Thanksgiving Rituals

Think for a second about the rituals of Thanksgiving.  Most of them are food: Turkey, stuffing, pumpkin pie with some region and family variation. The further south you go the more pecan pie and mac-n-cheese show up.  In the Midwest the “green stuff” – you know the pistachio pudding and dream whip salad – and French’s Onion green beans are staples. But there are more.  Families still gather, many over great distances.  The annual report of the misery of being stuck in the airport on the “largest travel day of the year” is a ritual. The President pardoning the Turkeys which unfortunately seems to have erased the much deeper ritual of a written Thanksgiving proclamation which has roots in George Washington and before.  And we shouldn’t forget the football games.  And if you skipped any of these things, especially if someone thought you skipped them intentionally, it wouldn’t be Thanksgiving.  You can try and add stuff.  Maybe over time new things replace old, but probably not.

That is the American Thanksgiving liturgy.  And this is probably my most controversial claim, the rituals come first. It is through the liturgies that we learn the meanings and become part of something larger than ourselves. How do you know that you are at “the big game?” The really big game gets a Stealth Bomber flyover, although the Blue Angles also count. Having the Goodyear Blimp present is the entry stakes on a big game.  But the invocation of “the game” always starts with the presentation of the colors – the flags and the teams – and the playing of the national anthem.   That is the liturgy of the game and the creation of the congregation of the game.  Mess with the liturgies or rituals and people know that you are messing with the real meanings.  They might not be able to express in words what those meanings are, but they know them from repeated invocation.

We are all creatures of habit.  The real question is not if we are going to have habits – rituals, liturgies.  The question is if we are going to develop good ones, or poor ones.  As Ben Franklin/Poor Richard would say, “early to bed, early to rise, makes a man healthy, wealthy and wise.”  Few do it, but doing your homework immediately at the end of the school day is a liturgy of success. Not to mention that you get to spend your evening having fun without worry.  This is all in the realm of what the Bible would call wisdom literature.  Does it work this way for everyone? Absolutely not. But this is the thing about wisdom literature as Joshua Gibbs wittily put it, “Ways a man can live by, if he is not so foolish as to think himself special.”
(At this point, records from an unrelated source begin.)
Issue #38, opened 2018-05-23
Support for running abitrary scripts on notification


adrubesh:
Taken from my previous issue on playing a notification chime. Perhaps the same rules for #3 could be used to run user-defined scripts so that they could be notification/urgency/etc specific?

emersion:
Could be something like:

```ini
[urgency=critical]
command=mpv ~/critical.ogg
```

Where `command` would be executed with `/bin/sh`.

vilhalmer:
There is an explicit "sound" capability in the spec which specifies hints that must be supported, perhaps we should support this as well and then offer some way to expand the content of hints in a format to pass as arguments to the exec'd tool?

emersion:
If we add the "sound" capability, it means we must support the `sound-file` hint (and `sound-name`). So we could have something like:

```ini
# %S (or something else) expands to sound-file
exec-sound=mpv %S

[urgency=critical]
default-sound=~/critical.ogg
```

vilhalmer:
I was picturing something more like:
```
[urgency=critical]
exec=mpv %H(sound-file)
```
to keep it from being special, but I can see it would be tricky to figure out what to do if the app passed `sound-name` vs `sound-file`.

emersion:
Indeed that's a much better idea. And we could just scan formats for `%H(sound-file)` to decide whether we should expose the "sound" capability or not.

IMHO we should always expand `sound-name` to get a full filepath, not sure how to do that though.

vilhalmer:
The [sound naming spec](http://0pointer.de/public/sound-naming-spec.html) doesn't say anything about resolving them to paths, on Arch at least they appear to live in /usr/share/sounds/freedesktop. I'm not sure if it's worth supporting sound-name or not, the notification spec only mentions `sound-file` and `suppress-sound` as required:
>The server supports sounds on notifications. If returned, the server must support the "sound-file" and "suppress-sound" hints.

emersion:
Yeah. We could just decide not to support it, check if any apps in the wild use it, and consider adding support if we find any.

vilhalmer:
Ah, I found it in a related spec: http://0pointer.de/public/sound-theme-spec.html#directory_layout

jeremejevs:
I'd like to mention a usecase: timers / alarms. It would be nice to be able to play a looping sound, until the notification expires or gets dismissed.

[...]

Issue #36, opened 2018-05-22
Playing a sound on notifications


adrubesh:
Are notification chimes something we'd like to implement? Maybe they could be configured based on application with #3?

SirCmpwn:
-1

SirCmpwn:
Maybe just run an arbitrary command when a notification comes in?

emersion:
dunst supports scripts. I've been wondering about supporting scripts too.

adrubesh:
Yeah, the script support would support a much wider range of use cases. I like that.

PR #270, opened 2020-05-06
Use synchronous hints for replacing notifications

williamvds:
`synchronous`, `private-synchronous`, `x-canonical-private-synchronous`, and
`x-dunst-stack-tag` are supported.
When a new notification with a tag is created the previous one with the
same tag is closed with `MAKO_NOTIFICATION_CLOSE_REPLACED`, and the new
notification is added to the list.

There's a behavior difference between replacing by ID and the new stack tag method. Replacing by ID will modify the notification in-place, whereas with the tag the new notification can be positioned differently as it's separately inserted into the list.
The synchronous tag is only identified once other hints have been processed and values have been set it isn't as easy to replace in-place.

Personally I prefer updated notifications being bumped up if they're replaced when they're supposed to be sorted by time, and I think replacing by ID should do the same. But if it's desirable to maintain the current behavior, here's some possible approaches:

1. Separate the notification ID generation from `create_notification`, so the ID can be set to the replaced ID or a new one as necessary
2. Find the tag hint before creating/replacing a notification. Not sure if the D-Bus API allows going through containers multiple times like this
3. Steal the existing notification's ID anyway (and optionally don't worry about the newly generated ID being lost)

### DIFF
--- a/dbus/xdg.c
+++ b/dbus/xdg.c
@@ -59,6 +59,16 @@ static int handle_get_capabilities(sd_bus_message *msg, void *data,
 		}
 	}
 
+	ret = sd_bus_message_append(reply, "s", "x-canonical-private-synchronous");
+	if (ret < 0) {
+		return ret;
+	}
+
+	ret = sd_bus_message_append(reply, "s", "x-dunst-stack-tag");
+	if (ret < 0) {
+		return ret;
+	}
+
 	ret = sd_bus_message_close_container(reply);
 	if (ret < 0) {
 		return ret;
@@ -239,6 +249,14 @@ static int handle_notify(sd_bus_message *msg, void *data,
 			// will win over app_icon if provided.
 			free(notif->app_icon);
 			notif->app_icon = strdup(image_path);
+		} else if (strcmp(hint, "x-canonical-private-synchronous") == 0 ||
+				strcmp(hint, "x-dunst-stack-tag") == 0) {
+			const char *tag = NULL;
+			ret = sd_bus_message_read(msg, "v", "s", &tag);
+			if (ret < 0) {
+				return ret;
+			}
+			notif->tag = strdup(tag);
 		} else if (strcmp(hint, "image-data") == 0 ||
 				strcmp(hint, "image_data") == 0 ||  // Deprecated.
 				strcmp(hint, "icon_data") == 0) {  // Even more deprecated.
@@ -342,6 +360,17 @@ static int handle_notify(sd_bus_message *msg, void *data,
 		return ret;
 	}
 	notif->requested_timeout = requested_timeout;
+
+	if (notif->tag) {
+		// Find and replace the existing notfication with a matching tag
+		struct mako_notification *replace_notif = get_tagged_notification(state, notif->tag, app_name);
+		if (replace_notif) {
+			notif->id = replace_notif->id;
+			wl_list_insert(&replace_notif->link, &notif->link);
+			destroy_notification(replace_notif);
+			replaces_id = notif->id;
+		}
+	}
 
 	// We can insert a notification prior to matching criteria, because sort is
 	// global. We also know that inserting a notification into the global list
--- a/include/notification.h
+++ b/include/notification.h
@@ -42,6 +42,7 @@ struct mako_notification {
 	enum mako_notification_urgency urgency;
 	char *category;
 	char *desktop_entry;
+	char *tag;
 	int32_t progress;
 	struct mako_image_data *image_data;
 
@@ -89,6 +90,7 @@ char *format_hidden_text(char variable, bool *markup, void *data);
 char *format_notif_text(char variable, bool *markup, void *data);
 size_t format_text(const char *format, char *buf, mako_format_func_t func, void *data);
 struct mako_notification *get_notification(struct mako_state *state, uint32_t id);
+struct mako_notification *get_tagged_notification(struct mako_state *state, const char *tag, const char *app_name);
 size_t format_notification(struct mako_notification *notif, const char *format,
 	char *buf);
 void notification_handle_button(struct mako_notification *notif, uint32_t button,
--- a/notification.c
+++ b/notification.c
@@ -44,6 +44,7 @@ void reset_notification(struct mako_notification *notif) {
 	free(notif->body);
 	free(notif->category);
 	free(notif->desktop_entry);
+	free(notif->tag);
 	if (notif->image_data != NULL) {
 		free(notif->image_data->data);
 		free(notif->image_data);
@@ -55,6 +56,7 @@ void reset_notification(struct mako_notification *notif) {
 	notif->body = strdup("");
 	notif->category = strdup("");
 	notif->desktop_entry = strdup("");
+	notif->tag = strdup("");
 
 	notif->image_data = NULL;
 
@@ -127,6 +129,17 @@ struct mako_notification *get_notification(struct mako_state *state,
 	struct mako_notification *notif;
 	wl_list_for_each(notif, &state->notifications, link) {
 		if (notif->id == id) {
+			return notif;
+		}
+	}
+	return NULL;
+}
+
+struct mako_notification *get_tagged_notification(struct mako_state *state,
+		const char *tag, const char *app_name) {
+	struct mako_notification *notif;
+	wl_list_for_each(notif, &state->notifications, link) {
+		if (strcmp(notif->tag, tag) == 0 && strcmp(notif->app_name, app_name) == 0) {
 			return notif;
 		}
 	}


emersion:
Thanks for the PR! Is there a spec for this somewhere? Who uses it?

Would be nice to open a MR against https://gitlab.freedesktop.org/xdg/xdg-specs to add it.

williamvds:
This is a private spec from Canonical's NotifyOSD, [documented here](https://wiki.ubuntu.com/NotifyOSD). It's intended for "confirmation bubbles" to show a response to an action. A side-effect is the hint being used to replace other notifications that used the same value for the hint.
It's also implemented by Dunst, another notification server, [documented here](https://github.com/dunst-project/dunst/blob/master/docs/dunst.pod).

I've looked for any mention of it amongst the XDG repos and I'm surprised to find nothing. I'll take a look at raising an issue about this in https://gitlab.freedesktop.org/xdg/xdg-specs

Looks like @akobel worked on the same thing with #271, so it's up to you which you take to decide to accept.
I'm happy to add criteria matching support like he has - might as well support it.

akobel:
Thanks, I was not aware of this spec.

To be fair, the full specification by Canonical has some other relevant points for common (read: my ;-)) use cases: those confirmation feedback bubbles should be click-through, and (assuming #36 and/or #38 will be implemented) sounds (and perhaps also exec's) should play only after a fade-in, and unless the notification has been replaced.

Rationale: pushing the XF86AudioLowerVolume with such visual feedback a couple of times in a row should play a ping in the new volume as soon as you stop hitting the key, but not for each an every key press; otherwise, it'd drive you bonkers, in particular if the old chime is not stopped. Neither of our PRs prepares for anything like that.

emersion:
>Personally I prefer updated notifications being bumped up if they're replaced when they're supposed to be sorted by time, and I think replacing by ID should do the same

For the record, the spec specifically says implementations should _not_ do this.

This power and necessity of ritual, of liturgy, is something that the church knew for millennia but seems to have forgotten in some mad push for originality.  But even originality turns into ritual.  The demand for “prayers from the heart” turns into “Lord Jesus, we just wanna ask…”.  The third time through a chorus comes with the demand to “raise those hands in worship.”  Even supposedly non-liturgical traditions have a liturgy.  The question really is what does it teach, what meaning does it encapsulate.  This insight is old enough to have a latin phrase, “lex orandi, lex credendi” – the law of worship is the law of belief. How you worship says what you believe better than what you would say.  Is the man who does not fall asleep watching football on thanksgiving really giving thanks?

The Christian Liturgy I think tells us two key things.  The God who has made himself known is The Father, The Son and the Holy Spirit. This God makes His grace present for His people here. He has promised to be here in Word and Sacrament which are the means of that grace.  We don’t show up to give God anything.  We show up to receive his grace.  Wherever two or three are gathered in His name. For which Thanksgiving is a proper liturgical response.